Мне постепенно удалось, благодаря терпению и настойчивости, переориентировать едкий характер Клодин на посторонних, так что она перестала цепляться ко мне из-за пустяков. Возможно, конечно, что я со своим брюшком напоминал ей плюшевого медвежонка, с которым она любила играть в детстве. Мое безразличие ко всему окружающему успокаивало ее. Мы научились дружелюбно улыбаться друг другу, восхищаться вместе разными пустяками, притворяться, что одинаково смотрим на жизнь. Наши отношения становились еще более ровными, если учесть мою глухоту. Если я не слышал обращенную ко мне тираду Клодин, я улыбался, делая вид, что все понял и со всем согласен.
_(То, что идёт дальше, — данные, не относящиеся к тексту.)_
Issue #3780, opened 2020-08-26
LinkLabel cut off


ahdung:
* .NET Version: 
3.1.301

* Have you experienced this same bug with .NET Framework?: 
Yes. .NET Framework 2.0-4.8

**Environment:**
- VS2019 16.6.3
- Windows Server 2008 R2 x64 Chinese lang

**Problem description:**

LinkLabel width not enough.
![image](https://user-images.githubusercontent.com/12094247/91275592-f6db8d00-e7b2-11ea-9614-829d32c61a5a.png)

**Expected behavior:**

like last one.

**Minimal repro:**

1. create a winform project
2. drag a `CheckBox` on `Form1`
3. add a new `Form` (auto name to `Form2`)
4. drag two `LinkLabel`s and a `Label` on `Form2`, make sure the z-order is(top to bottom): `linkLabel1`, `linkLabel2`, `label1`
5. set `linkLabel1` and `linkLabel2` font to `Arial, 10.5pt`
6. register the `Load` event for `Form2`, write codes:
    ```c#
    linkLabel2.Text = string.Empty;
    linkLabel1.Text = "<未选择>";
    linkLabel2.Text = "<未选择>";
    ```
7. modify `Main` method contents to follow codes in `program.cs` :
    ```c#
    Application.EnableVisualStyles();
    Application.SetCompatibleTextRenderingDefault(false);
    
    new Form1().ShowDialog();
    Application.Run(new Form2());
    ```
8. F5, close `Form1`, now you can see the `linkLabel1` width is not enough

**Demo.zip**
[LinkLabelWidthBugDemo.zip](https://github.com/dotnet/winforms/files/5128326/LinkLabelWidthBugDemo.zip)

**Reference:**
- [https://developercommunity.visualstudio.com/content/problem/1159811/linklabel-width-not-enough-in-particular-cases.html](https://developercommunity.visualstudio.com/content/problem/1159811/linklabel-width-not-enough-in-particular-cases.html)
- [https://stackoverflow.com/questions/63554856/linklabel-width-not-enough-in-particular-cases](https://stackoverflow.com/questions/63554856/linklabel-width-not-enough-in-particular-cases)

Zheng-Li01:
**More info**
Try to reproduce the issue using created project. get the below info.
1. The issue can't reproduce on English Lang.
2. Run the project calling the form2, can reproduce the issue; calling the form3, can't reproduce the issue, the difference is that no label controls on the Form3.
[...]

Issue #6229, opened 2021-11-25
The TextRenderer.MeasureText has different return between .Net FrameWork and .Net 6


Maspapa:
* .NET Core Version:  
.Net6

* Have you experienced this same bug with .NET Framework?: 
NO

**Problem description:**
The TextRenderer.MeasureText has different return between .Net FrameWork and .Net 6
`The Code below return different between .Net6 and .NetFrameWork

            Font font2 = new Font("Segoe UI", 9);
            Font font = new Font("Arial", 20F, FontStyle.Italic | FontStyle.Bold, GraphicsUnit.Point, ((byte)(128)));
            Size size = TextRenderer.MeasureText("Item77777", font, new Size(int.MaxValue, int.MaxValue), TextFormatFlags.NoPadding | TextFormatFlags.NoPrefix | TextFormatFlags.SingleLine);

            MessageBox.Show(size.Width.ToString());
`

**Expected behavior:**
In FrameWork it return 141
In Net6 it return 129

JeremyKuhne:
Sorry this took so long to get to. This is a side effect of fixing the `TextRenderer` to respect `TextFormatFlags.NoPadding`. On .NET Framework it would be ignored and `TextFormatFlags.GlyphOverhangPadding` would be applied. If you want to get the same behavior on both versions explicitly call out `TextFormatFlags.GlyphOverhangPadding`.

Она тоже улыбалась мне в ответ. В общем, со стороны мы выглядели идеальной парой. Нужно сказать, что вообще-то нам не на что было жаловаться. Мы неплохо зарабатывали, да и жили мы в прекрасной стране. Клодин была преподавателем, я — независимым коммерсантом, мы никому ничего не были должны, да и нам никто ничего не был должен. Конечно, печалились, что у нас не было наследника, но когда нам приходилось общаться с семьями, в которых были дети, мы то и дело незаметно посмеивались, глядя на то, что вытворяют эти ангелочки. У меня не было любовницы, и я уверен, что Клодин тоже не завела себе любовника. Нам не нужно было сохранять семью ради детей, как это бывает с многими семейными парами, в которых супруги с трудом выносят друг друга. Можно даже сказать, что мы были счастливы, хотя эти слова повторяются слишком часто, чтобы быть правдой. Но истину знали только мы сами.